PR #1272, opened 2025-09-26
Support past investors as a user type in Flexile

sharang-d:
Refer: #1115

### DIFF
--- a/backend/db/migrate/20250926102109_add_deactivated_at_to_company_investors.rb
+++ b/backend/db/migrate/20250926102109_add_deactivated_at_to_company_investors.rb
@@ -1,0 +1,5 @@
+class AddDeactivatedAtToCompanyInvestors < ActiveRecord::Migration[8.0]
+  def change
+    add_column :company_investors, :deactivated_at, :datetime
+  end
+end
--- a/backend/db/schema.rb
+++ b/backend/db/schema.rb
@@ -10,7 +10,7 @@
 #
 # It's strongly recommended that you check this file into your version control system.
 
-ActiveRecord::Schema[8.0].define(version: 2025_09_05_123957) do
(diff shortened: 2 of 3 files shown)


backend/spec/services/publish_company_update_spec.rb
```diff
@@ -25,14 +25,14 @@
         end.to change { CompanyUpdateEmailJob.jobs.size }.by(2)
 
         expect(CompanyUpdateEmailJob).to have_enqueued_sidekiq_job(company_update.id, active_company_worker.user_id)
-        expect(CompanyUpdateEmailJob).to have_enqueued_sidekiq_job(company_update.id, company_investor.user_id)
+        expect(CompanyUpdateEmailJob).to have_enqueued_sidekiq_job(company_update.id, active_company_investor.user_id)
       end
 
-      it "doesn't enqueue email jobs for inactive contractors or lawyers" do
+      it "doesn't enqueue email jobs for inactive contractors or investors" do
```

### Exercise brief
When you reach the end of the data, retype all of it exactly.

### Exercise response
PR #1272, opened 2025-09-26
Support past investors as a user type in Flexile

sharang-d:
Refer: #1115

### DIFF
--- a/backend/db/migrate/20250926102109_add_deactivated_at_to_company_investors.rb
+++ b/backend/db/migrate/20250926102109_add_deactivated_at_to_company_investors.rb
@@ -1,0 +1,5 @@
+class AddDeactivatedAtToCompanyInvestors < ActiveRecord::Migration[8.0]
+  def change
+    add_column :company_investors, :deactivated_at, :datetime
+  end
+end
--- a/backend/db/schema.rb
+++ b/backend/db/schema.rb
@@ -10,7 +10,7 @@
 #
 # It's strongly recommended that you check this file into your version control system.
 
-ActiveRecord::Schema[8.0].define(version: 2025_09_05_123957) do
(diff shortened: 2 of 3 files shown)


backend/spec/services/publish_company_update_spec.rb
```diff
@@ -25,14 +25,14 @@
         end.to change { CompanyUpdateEmailJob.jobs.size }.by(2)
 
         expect(CompanyUpdateEmailJob).to have_enqueued_sidekiq_job(company_update.id, active_company_worker.user_id)
-        expect(CompanyUpdateEmailJob).to have_enqueued_sidekiq_job(company_update.id, company_investor.user_id)
+        expect(CompanyUpdateEmailJob).to have_enqueued_sidekiq_job(company_update.id, active_company_investor.user_id)
       end
 
-      it "doesn't enqueue email jobs for inactive contractors or lawyers" do
+      it "doesn't enqueue email jobs for inactive contractors or investors" do
```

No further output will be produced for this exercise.